I'm trying to use a sparse matrix to generate dummy variables for a set of data with 5.8 million rows and two categorical columns.
The structure of the data is:
mydata: data.table of 5,800,000 rows and two categorical (in integer format) variables Var1 and Var2
nlevel(Var1) : 210,000 (levels include all numbers between 1 and 210,000)
nlevel(Var2) : 500 (levels include all numbers between 1 and 500)

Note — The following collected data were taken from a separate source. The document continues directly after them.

PR #2991, opened 2022-05-20
Enforce OpenApi v2 checks to check first the version of the file

Saarett:


checkov/openapi/checks/resource/v2/BaseOpenapiCheckV2.py
```diff
@@ -0,0 +1,27 @@
...
+        )
+
+    @abstractmethod
+    def scan_openapi_conf(self, conf: Dict[str, Any], entity_type: str) -> Tuple[CheckResult, Dict[str, Any]]:
+        raise NotImplementedError()
+
+    def scan_entity_conf(self, conf: Dict[str, Any], entity_type: str) -> Tuple[CheckResult, Dict[str, Any]]:  # type: ignore
+        if "swagger" in conf and conf.get("swagger") == '2.0':
+            return self.scan_openapi_conf(conf, entity_type)
+        return CheckResult.PASSED, conf
```
gruebel, line 27:
```suggestion
        return CheckResult.UNKNOWN, conf
```
shouldn't it be unknown, because the v3 files don't really pass them, it is just not meant for them? If this is the case, then we just use `CheckResult.UNKNOWN` as in other checks.

checkov/openapi/checks/resource/v2/BaseOpenapiCheckV2.py
```diff
@@ -0,0 +1,27 @@
...
+        super().__init__(
+            name=name,
+            id=id,
+            categories=categories,
+            supported_entities=supported_entities,
+            block_type=block_type,
+        )
+
+    @abstractmethod
+    def scan_openapi_conf(self, conf: Dict[str, Any], entity_type: str) -> Tuple[CheckResult, Dict[str, Any]]:
```
gruebel, line 21:
```suggestion
    def scan_openapi_conf(self, conf: dict[str, Any], entity_type: str) -> tuple[CheckResult, dict[str, Any]]:
```
if add `from __future__ import annotations`, like you did, then you can use the built-in types for typing `Dict`, `List`, `Set` and `Tuple` and then of course you can remove the import of those types, otherwise `flake8` will blame you 😄

checkov/openapi/checks/resource/v2/BaseOpenapiCheckV2.py
```diff
@@ -0,0 +1,27 @@
...
+        raise NotImplementedError()
+
+    def scan_entity_conf(self, conf: Dict[str, Any], entity_type: str) -> Tuple[CheckResult, Dict[str, Any]]:  # type: ignore
```
gruebel, line 24:
```suggestion
    def scan_entity_conf(self, conf: dict[str, Any], entity_type: str) -> tuple[CheckResult, dict[str, Any]]:  # type:ignore[override]
```
please always add the error code, if you use the `type:ignore`

checkov/openapi/checks/resource/v2/Oauth2SecurityRequirement.py
```diff
@@ -16,7 +16,7 @@ def __init__(self) -> None:
         super().__init__(name=name, id=id, categories=categories, supported_entities=supported_resources,
                          block_type=BlockType.DOCUMENT)
 
-    def scan_entity_conf(self, conf: dict[str, Any], entity_type: str) -> tuple[CheckResult, dict[str, Any]]:  # type:ignore[override] # return type is different than the base class
+    def scan_openapi_conf(self, conf: Dict[str, Any], entity_type: str) -> Tuple[CheckResult, dict[str, Any]]:
```
gruebel, line 19: same here for the types, just use them as before 🙂 same goes for the other checks you adjusted

gruebel (approved):
looks good 👍

PR #2993, opened 2022-05-22
support var element rendering in Bicep

gruebel:

Added support for `var` element rendering in Bicep + chain rendering also works (ex. `param` -> `var` -> `resource`). I moved the `update_inner_attribute()` method from Terraform to common, because it perfectly works with Bicep, but somehow it doesn't with `CloudFormation`, need extra investigation, which I didn't want to invest for this PR 😄 Also added some missing type hints.


tronxd (approved):
🥇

here's an example of mydata:
Var_1 Var_2
1 4
1 2
2 7
5 9
5 500
.
.
.
200 6
200 2
200 80
.
.
.
I'm using a sparse Matrix (sparse_Mx) to create the dummy variable matrix which would be of the form:
Var_1 Var_2_level_1 Var_2_level_2 . . . Var_2_level_500
1 0 1 0
2 0 0 0
3 1 1 0
4 0 0 0
5 0 0 1
.
.
.
200 0 1 0
.
.
.
210,000 ... ... ...
I didn't know how to do this efficiently, so i used a for-loop to create the dummy variable matrix:
library(Matrix) #for sparse matrices
m2 <- Matrix(0, nrow = 210000, ncol = 500 , sparse = TRUE)
for (i in 1: nrow(mydata))
sparse_Mx[ mydata[i, Var_1] , mydata[i, Var_2] ] <- 1
It basically goes through each row of mydata, and based on the row Var1 value (which determines the row in the matrix) and the row Var2 value (which determines the column number in the matrix, fills the sparse matrix with 1.
It works, except it's taking forever (as the for-loop has to go through 5,800,000 loops!)
Is there any way to do this more efficiently? I really dislike using for-loop for this purpose but couldn't think of another way to do this.
Edit: I'd like to add that I have tried using sparse.model.matrix(), to no avail. the generated matrix is not in the right format (210,000 rows and 500 columns).
The variables were converted to factors and used the following:
sp_mx <- sparse.model.matrix( ~ . -1 , data = mydata)
However, I get a sparse matrix of [5,800,000 x 500 ] as opposed to a matrix of [210,000 x 500]
I've tried many variations and still same result:
sp_mx <- sparse.model.matrix( ~ Var2 -1 , data = mydata)
or
sp_mx <- sparse.model.matrix(Var1 ~ Var2 -1 , data = mydata)
all of them result in a sparse matrix with all rows. what i need is a [210,000 x 500] matrix that will have more than one 1 in each row.